PR #1008, opened 2023-10-25
Update local metrics dashboard

### LINKED ISSUE #871: Add trin-native metrics to grafana dashboard
Right now [trin-bench](https://trin-bench.ethdevops.io/) does *NOT* display our trin-native metrics for individual nodes. They should.

njgheorghita:
### What was wrong?
Local dashboard template needed updating to include newly available metrics.

Fixes #871 

### How was it fixed?
- updated metrics template
- fixed broken asset path
- added some notes to help avoid gotchas while testing updated template
- added dashboard template from `trin-bench`'s `Trin Metrics` dashboard for backup

### To-Do

### DIFF
--- a/ethportal-api/src/dashboard/grafana.rs
+++ b/ethportal-api/src/dashboard/grafana.rs
@@ -5,7 +5,7 @@ use std::fs;
 use ureq;
 
 pub const DASHBOARD_TEMPLATES: &[&str] =
-    &["../etc/grafana/dashboards/collected-metrics-dashboard.json.template"];
+    &["./etc/grafana/dashboards/collected-metrics-dashboard.json.template"];
 
 pub struct GrafanaAPI {
     basic_auth_string: String,
@@ -45,7 +45,6 @@ impl GrafanaAPI {
                 "url": url,
                 "basicAuth": false,
             }))?;
-
         let response: DatasourceCreationResponse = datasource_creation_response.into_json()?;
         Ok(response.datasource.uid)
     }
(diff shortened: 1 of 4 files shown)


ethportal-api/src/dashboard/grafana.rs
```diff
@@ -60,6 +59,13 @@ impl GrafanaAPI {
         let dashboard_json: serde_json::Value = serde_json::from_str(&filled_in_template[..])?;
 
         let dashboard_api_url = format!("{}/{}", self.address, "api/dashboards/db/");
+        // If this is failing with a 409 error, it means that there is likely a problem with the
+        // template, make sure that ...
+        // - All "uid" fields inside a prometheus datasource object contain `"uid": "{prometheus_id}"`
+        // - The root level `"id"` field is set to `null` (`"id": null`)
+        // - The root level `"title"` field is set to "Trin Metrics" (`"title": "Trin Metrics"`)
+        // - The root level `"uid"` field is set to "trin-metrics" (`"uid": "trin-metrics"`)
+
```
carver, line 68: Nit, the spacing makes it look like the comment is talking about the format! line. Maybe an empty line above, and no empty line below?

ethportal-api/src/dashboard/grafana.rs
```diff
@@ -5,7 +5,7 @@ use std::fs;
 use ureq;
 
 pub const DASHBOARD_TEMPLATES: &[&str] =
-    &["../etc/grafana/dashboards/collected-metrics-dashboard.json.template"];
+    &["./etc/grafana/dashboards/collected-metrics-dashboard.json.template"];
```
carver, line 8: Do we have to add the trin-bench metrics dashboard here? Seems like the template file was added, but is never created?

carver (approved):

ethportal-api/src/dashboard/grafana.rs
njgheorghita: The `trin-bench` template is really only meant as a backup for the `trin-bench.ethdevops.io` grafana process. Since it has a different configuration from the `collected-metrics-dashboard`, it's not useful to anybody running grafana locally, so I don't think there's any need to create it locally.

★ ★ ★ ★ ★

Task item:
In the records, how many lines include the string "ethdevops"? The answer is that number alone.

Output:
2